Fireworks on the flute

Writing mid-December we are regularly startled by early fireworks in our village. Their backpacks filled with fireworks, young people stroll through the village and visibly enjoy the loud bangs and whistling bottle rockets. The noise can sometimes give you quite a scare.

For me, thinking about fireworks the first thing that comes to mind is the jet whiste. Though the flute is often regarded as in instrument to be played beautifully and harmoniously, the instrument has the ability to keep the audience on the edge of their seats. A jet whistle is played with a strong and forceful air thrust reminiscent of the starting of a plane. Hence the name jet whistle.

How to play the jet whistle on the flute

Cover the mouthpiece with your mouth. Make sure you can still breathe through the flute. Now blow forcefully through the flute with a strong thrust from the diaphragm. By turning the flute inward or outward a little (ensure you keep covering the mouth piece!) you can influence timbre and intonation. It helps to use the vocals ‘hò’, as in ‘hot’ and ‘ee’ as in ‘me’. Start with the ‘hò’ and quickly change to ‘ee’ whilst blowing. Thinking about playing a crescendo is also useful.
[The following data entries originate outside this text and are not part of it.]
PR #237, opened 2021-09-24
Update buckets removal policy

juliusfitzhugh-ccpo:
This is only temporary for dev purposes to ensure that deployed
buckets can be destroyed after the completion of tickets.

Ticket: AT-6557

### DIFF
--- a/infrastructure/lib/constructs/compliant-resources.ts
+++ b/infrastructure/lib/constructs/compliant-resources.ts
@@ -24,7 +24,8 @@ export class SecureBucket extends cdk.Construct {
       // secure defaults that cannot be overridden
       publicReadAccess: false,
       blockPublicAccess: s3.BlockPublicAccess.BLOCK_ALL,
-      autoDeleteObjects: false,
+      // NOTE: removed for dev purposes only, once envs are differentiated this will be fixed
+      // autoDeleteObjects: false,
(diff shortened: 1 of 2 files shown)


infrastructure/lib/constructs/compliant-resources.ts
```diff
@@ -24,7 +24,8 @@ export class SecureBucket extends cdk.Construct {
       // secure defaults that cannot be overridden
       publicReadAccess: false,
       blockPublicAccess: s3.BlockPublicAccess.BLOCK_ALL,
-      autoDeleteObjects: false,
+      // NOTE: removed for dev purposes only, once envs are differentiated this will be fixed
```
kylelaker-ccpo, line 27: Can you change this to phrasing that includes `TODO` so that it's more searchable?
```suggestion
      // TODO: Prevent auto-delete when we properly handle differences between dev and
      // higher environments
```

or something like that

kylelaker-ccpo (approved):
Thank you for this! 1 small ask if you've got time for it but otherwise we can move forward with merging.

infrastructure/lib/constructs/compliant-resources.ts
juliusfitzhugh-ccpo: Yeah, this is the second time today. I need to just go with my gut (I had `TODO` originally).

kylelaker-ccpo (approved):

jasonburkert-ccpo (approved):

Why practising a jet whistle?

The jet whistle works best when you bring about a strong air thrust with your mouth and diaphragm. That’s why practicing this technique teaches you to how to properly use the diaphragm whilst playing. The forceful thrust makes you more aware of the functioning of the diaphragm so you can use it to your advantage whilst playing a classic score as well. Try not to practise this technique for too long at a time though as it can be quite exhausting.

How to recognize a jet whistle

The notations for the jet whistle vary. Composers tend to actually write down the word ‘jet’ or ‘jet whistle’.

An example of a notation for the jet whistle.

Going out with a bang!

It could be a nice idea to play along to the young people in the village… although… I’m not a great fan of fireworks. Perhaps I can simulate a bottle rocket on the flute, so I’ll still end the year with a bang!